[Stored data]
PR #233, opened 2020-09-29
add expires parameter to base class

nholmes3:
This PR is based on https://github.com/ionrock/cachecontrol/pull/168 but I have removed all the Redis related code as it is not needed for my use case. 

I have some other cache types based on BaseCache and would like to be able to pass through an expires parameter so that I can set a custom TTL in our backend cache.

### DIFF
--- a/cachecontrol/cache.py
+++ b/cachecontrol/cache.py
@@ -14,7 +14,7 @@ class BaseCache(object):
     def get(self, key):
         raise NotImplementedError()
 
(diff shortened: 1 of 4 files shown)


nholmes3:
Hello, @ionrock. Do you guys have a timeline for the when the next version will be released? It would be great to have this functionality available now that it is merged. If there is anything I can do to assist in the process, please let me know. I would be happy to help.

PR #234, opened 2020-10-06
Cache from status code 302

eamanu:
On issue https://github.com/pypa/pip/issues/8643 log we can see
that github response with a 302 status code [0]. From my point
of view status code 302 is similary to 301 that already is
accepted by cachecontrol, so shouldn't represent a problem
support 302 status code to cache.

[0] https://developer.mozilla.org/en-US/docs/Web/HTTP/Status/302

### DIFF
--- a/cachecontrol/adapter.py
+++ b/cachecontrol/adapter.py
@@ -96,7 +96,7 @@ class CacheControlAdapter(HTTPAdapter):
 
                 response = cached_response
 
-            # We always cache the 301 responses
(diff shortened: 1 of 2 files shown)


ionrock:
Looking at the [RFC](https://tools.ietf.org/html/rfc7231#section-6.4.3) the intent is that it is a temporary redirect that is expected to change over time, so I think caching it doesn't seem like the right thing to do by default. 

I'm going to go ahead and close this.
---
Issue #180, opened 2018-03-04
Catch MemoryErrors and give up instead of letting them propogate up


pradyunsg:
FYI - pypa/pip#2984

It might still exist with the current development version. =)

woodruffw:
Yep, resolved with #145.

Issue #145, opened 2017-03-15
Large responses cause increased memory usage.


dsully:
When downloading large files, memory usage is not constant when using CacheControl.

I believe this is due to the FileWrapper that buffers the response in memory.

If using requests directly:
==
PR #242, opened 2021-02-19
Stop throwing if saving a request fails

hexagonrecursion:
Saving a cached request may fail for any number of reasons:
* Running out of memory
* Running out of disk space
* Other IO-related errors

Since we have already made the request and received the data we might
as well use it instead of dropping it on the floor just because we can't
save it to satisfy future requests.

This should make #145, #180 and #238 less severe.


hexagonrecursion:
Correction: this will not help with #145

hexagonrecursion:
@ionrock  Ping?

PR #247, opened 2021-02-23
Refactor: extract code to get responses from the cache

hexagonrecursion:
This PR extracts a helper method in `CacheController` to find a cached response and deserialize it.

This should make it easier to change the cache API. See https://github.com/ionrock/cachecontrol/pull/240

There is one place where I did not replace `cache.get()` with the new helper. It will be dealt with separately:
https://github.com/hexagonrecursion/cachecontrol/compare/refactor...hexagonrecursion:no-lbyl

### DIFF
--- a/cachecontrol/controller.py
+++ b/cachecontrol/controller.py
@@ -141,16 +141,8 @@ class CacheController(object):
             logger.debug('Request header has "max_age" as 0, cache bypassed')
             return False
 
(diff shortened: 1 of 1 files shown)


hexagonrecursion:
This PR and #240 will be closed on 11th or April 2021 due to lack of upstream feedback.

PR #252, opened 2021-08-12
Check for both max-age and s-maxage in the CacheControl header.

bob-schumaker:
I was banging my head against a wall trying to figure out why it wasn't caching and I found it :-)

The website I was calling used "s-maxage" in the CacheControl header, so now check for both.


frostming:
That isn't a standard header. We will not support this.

== Task to carry out ==
Wherever the string "class" occurs in the records above, copy that line.

== Written answer ==
add expires parameter to base class
@@ -14,7 +14,7 @@ class BaseCache(object):
@@ -96,7 +96,7 @@ class CacheControlAdapter(HTTPAdapter):
@@ -141,16 +141,8 @@ class CacheController(object):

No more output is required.